Nothing but the lines from the start of the records below through the line that has "(diff shortened: 1 of 4 files shown)" should appear, each exactly as given.

■ **Given information**:
........
PR #546, opened 2024-11-19
Refactor RunConsistencyCheck to return previous checkpoint 

linus-sun:
#### Summary

This PR refactors the RunConsistencyCheck() function to return the previously signed checkpoint for use in the IdentitySearch() function; this ensures that the identity monitor completes and fixes an error where the identity monitor attempted to run using the same checkpoint twice, resulting in an identical start and end index.

#### Release Note

NONE

#### Documentation

N/A

### DIFF
--- a/cmd/rekor_monitor/main.go
+++ b/cmd/rekor_monitor/main.go
@@ -28,7 +28,6 @@ import (
 	"github.com/sigstore/rekor-monitor/pkg/identity"
 	"github.com/sigstore/rekor-monitor/pkg/notifications"
 	"github.com/sigstore/rekor-monitor/pkg/rekor"
-	"github.com/sigstore/rekor-monitor/pkg/util/file"
 	"github.com/sigstore/rekor/pkg/client"
 	"github.com/sigstore/rekor/pkg/generated/models"
 	"github.com/sigstore/rekor/pkg/util"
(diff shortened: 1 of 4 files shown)


cmd/rekor_monitor/main.go
```diff
@@ -164,11 +157,13 @@ func main() {
 			return
 		}
 
-		// TODO: This should subsequently read from the identity metadata file to fetch the latest index.
-		_, err = rekor.IdentitySearch(*config.StartIndex, *config.EndIndex, rekorClient, monitoredValues, config.OutputIdentitiesFile, config.IdentityMetadataFile)
-		if err != nil {
-			fmt.Fprintf(os.Stderr, "failed to successfully complete identity search: %v", err)
-			return
+		if identity.MonitoredValuesExist(monitoredValues) {
+			// TODO: This should subsequently read from the identity metadata file to fetch the latest index.
```
haydentherapper, line 161: nit: we can remove this TODO since we said we'll stick with checkpoint indices

cmd/rekor_monitor/main.go
```diff
@@ -125,21 +124,15 @@ func main() {
...
-		logInfo, err = rekor.RunConsistencyCheck(rekorClient, verifier, *logInfoFile)
+		var prevCheckpoint *util.SignedCheckpoint
+		prevCheckpoint, logInfo, err = rekor.RunConsistencyCheck(rekorClient, verifier, *logInfoFile)
 		if err != nil {
 			fmt.Fprintf(os.Stderr, "error running consistency check: %v", err)
 			return
 		}
 
 		if config.StartIndex == nil {
 			if *logInfoFile != "" {
```
haydentherapper, line 135: Could we change this condition to be `if prevCheckpoint != nil`?

haydentherapper (changes requested):

haydentherapper (approved):

PR #547, opened 2024-11-19
YAML tag extensions

linus-sun:
#### Summary

Small PR to add YAML tagging to the OIDExtensions struct so that they are properly parsed by the rekor-monitor reusable monitoring workflow and added to the MonitoredValues struct from the ConfigMonitoredValues struct. As the MonitoredValues struct is no longer being parsed into, the YAML tags for it have been removed in favor of ConfigMonitoredValues.

#### Release Note

NONE

#### Documentation

N/A


mihaimaruseac (dismissed):
I think this makes sense, but you might want to still keep the ones in `identity.go` in case we might want to parse those from yaml?

haydentherapper (approved):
........
■ **Response**:
PR #546, opened 2024-11-19
Refactor RunConsistencyCheck to return previous checkpoint 

linus-sun:
#### Summary

This PR refactors the RunConsistencyCheck() function to return the previously signed checkpoint for use in the IdentitySearch() function; this ensures that the identity monitor completes and fixes an error where the identity monitor attempted to run using the same checkpoint twice, resulting in an identical start and end index.

#### Release Note

NONE

#### Documentation

N/A

### DIFF
--- a/cmd/rekor_monitor/main.go
+++ b/cmd/rekor_monitor/main.go
@@ -28,7 +28,6 @@ import (
 	"github.com/sigstore/rekor-monitor/pkg/identity"
 	"github.com/sigstore/rekor-monitor/pkg/notifications"
 	"github.com/sigstore/rekor-monitor/pkg/rekor"
-	"github.com/sigstore/rekor-monitor/pkg/util/file"
 	"github.com/sigstore/rekor/pkg/client"
 	"github.com/sigstore/rekor/pkg/generated/models"
 	"github.com/sigstore/rekor/pkg/util"
(diff shortened: 1 of 4 files shown)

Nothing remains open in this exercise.